__TASK TO CARRY OUT__
Provide only the number of lines below that hold "apply".

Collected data
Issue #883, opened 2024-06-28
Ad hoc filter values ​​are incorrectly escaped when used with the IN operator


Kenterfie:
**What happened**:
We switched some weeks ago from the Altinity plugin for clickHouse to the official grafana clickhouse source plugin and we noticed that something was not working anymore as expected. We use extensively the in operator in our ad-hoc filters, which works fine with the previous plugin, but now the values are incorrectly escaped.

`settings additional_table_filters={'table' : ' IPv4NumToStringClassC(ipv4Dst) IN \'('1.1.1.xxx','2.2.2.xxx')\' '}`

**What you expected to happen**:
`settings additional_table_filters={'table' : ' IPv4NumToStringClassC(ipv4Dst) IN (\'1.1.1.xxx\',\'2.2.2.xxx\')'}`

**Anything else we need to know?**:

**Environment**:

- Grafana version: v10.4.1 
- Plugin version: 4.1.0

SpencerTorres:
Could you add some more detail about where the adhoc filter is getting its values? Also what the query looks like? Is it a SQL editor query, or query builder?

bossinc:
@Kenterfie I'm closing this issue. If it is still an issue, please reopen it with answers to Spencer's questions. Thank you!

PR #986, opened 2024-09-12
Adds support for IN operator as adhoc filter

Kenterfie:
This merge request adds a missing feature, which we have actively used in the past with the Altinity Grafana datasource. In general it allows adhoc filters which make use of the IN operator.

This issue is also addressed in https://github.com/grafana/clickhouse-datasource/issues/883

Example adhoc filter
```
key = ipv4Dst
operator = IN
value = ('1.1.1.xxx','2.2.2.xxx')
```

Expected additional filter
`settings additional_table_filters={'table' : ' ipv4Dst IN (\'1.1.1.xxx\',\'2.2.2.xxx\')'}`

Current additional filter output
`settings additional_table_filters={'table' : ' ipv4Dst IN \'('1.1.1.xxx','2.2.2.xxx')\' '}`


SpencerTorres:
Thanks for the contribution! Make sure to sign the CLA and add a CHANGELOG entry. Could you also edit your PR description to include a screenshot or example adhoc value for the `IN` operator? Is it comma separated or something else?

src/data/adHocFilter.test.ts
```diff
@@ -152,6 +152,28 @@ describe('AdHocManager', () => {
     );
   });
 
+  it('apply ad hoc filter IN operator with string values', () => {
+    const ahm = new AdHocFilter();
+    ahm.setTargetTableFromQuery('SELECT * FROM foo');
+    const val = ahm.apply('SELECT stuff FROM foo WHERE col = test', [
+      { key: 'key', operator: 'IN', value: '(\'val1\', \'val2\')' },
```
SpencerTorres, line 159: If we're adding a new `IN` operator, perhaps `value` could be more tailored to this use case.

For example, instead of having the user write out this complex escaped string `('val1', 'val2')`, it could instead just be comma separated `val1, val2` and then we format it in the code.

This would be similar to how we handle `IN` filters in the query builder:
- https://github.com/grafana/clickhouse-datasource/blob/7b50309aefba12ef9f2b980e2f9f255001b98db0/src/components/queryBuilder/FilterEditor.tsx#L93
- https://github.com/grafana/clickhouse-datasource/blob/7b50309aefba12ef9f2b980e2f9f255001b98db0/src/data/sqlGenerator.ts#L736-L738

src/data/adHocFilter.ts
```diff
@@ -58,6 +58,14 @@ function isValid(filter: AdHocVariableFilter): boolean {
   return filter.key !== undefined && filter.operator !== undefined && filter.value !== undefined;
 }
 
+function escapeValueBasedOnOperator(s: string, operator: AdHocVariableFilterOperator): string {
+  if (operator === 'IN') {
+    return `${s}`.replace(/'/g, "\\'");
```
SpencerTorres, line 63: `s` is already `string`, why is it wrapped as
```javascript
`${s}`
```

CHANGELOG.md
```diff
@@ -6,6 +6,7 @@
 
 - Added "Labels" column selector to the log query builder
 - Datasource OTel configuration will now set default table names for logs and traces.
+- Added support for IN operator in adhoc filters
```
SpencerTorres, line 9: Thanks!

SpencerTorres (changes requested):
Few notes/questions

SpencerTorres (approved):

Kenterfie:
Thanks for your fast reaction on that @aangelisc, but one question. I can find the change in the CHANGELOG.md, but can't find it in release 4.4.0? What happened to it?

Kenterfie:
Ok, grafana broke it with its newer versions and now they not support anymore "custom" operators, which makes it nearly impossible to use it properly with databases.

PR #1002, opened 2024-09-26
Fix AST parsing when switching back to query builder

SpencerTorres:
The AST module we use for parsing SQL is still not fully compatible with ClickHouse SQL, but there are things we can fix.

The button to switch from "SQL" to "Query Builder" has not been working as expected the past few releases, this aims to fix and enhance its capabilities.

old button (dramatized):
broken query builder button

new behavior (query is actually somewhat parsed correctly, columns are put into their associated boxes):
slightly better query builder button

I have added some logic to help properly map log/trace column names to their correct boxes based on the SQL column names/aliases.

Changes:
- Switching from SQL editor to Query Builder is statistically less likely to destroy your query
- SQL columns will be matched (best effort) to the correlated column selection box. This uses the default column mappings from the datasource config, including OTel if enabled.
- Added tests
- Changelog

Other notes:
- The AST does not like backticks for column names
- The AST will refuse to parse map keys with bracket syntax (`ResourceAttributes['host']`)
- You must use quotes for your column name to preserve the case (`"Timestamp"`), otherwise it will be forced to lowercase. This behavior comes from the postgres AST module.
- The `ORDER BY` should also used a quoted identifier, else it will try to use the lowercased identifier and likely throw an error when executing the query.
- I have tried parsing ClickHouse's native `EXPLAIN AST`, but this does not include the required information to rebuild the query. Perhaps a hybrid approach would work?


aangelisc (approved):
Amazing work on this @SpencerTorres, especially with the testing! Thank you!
==
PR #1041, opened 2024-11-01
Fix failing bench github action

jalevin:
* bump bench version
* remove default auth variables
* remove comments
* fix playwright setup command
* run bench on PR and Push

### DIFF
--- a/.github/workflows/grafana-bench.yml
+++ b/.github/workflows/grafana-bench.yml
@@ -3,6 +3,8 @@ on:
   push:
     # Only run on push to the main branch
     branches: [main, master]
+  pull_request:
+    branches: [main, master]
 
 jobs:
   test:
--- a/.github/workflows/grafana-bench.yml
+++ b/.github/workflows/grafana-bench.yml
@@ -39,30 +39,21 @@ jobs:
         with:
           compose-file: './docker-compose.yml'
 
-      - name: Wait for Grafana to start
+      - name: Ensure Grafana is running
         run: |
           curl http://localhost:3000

__TASK RESULT__
2